WHAT TO DO: Pull each line with the string "update" from the entries.

THE DATA:
□ □ □

PR #58, opened 2020-06-08
npm update

denoribi:
I just did a "npm update" on my new laptop. I know its not necessary needed, but i think its nicer like this.


frontend/package.json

□ □ □

ANSWER SECTION:
npm update
I just did a "npm update" on my new laptop. I know its not necessary needed, but i think its nicer like this.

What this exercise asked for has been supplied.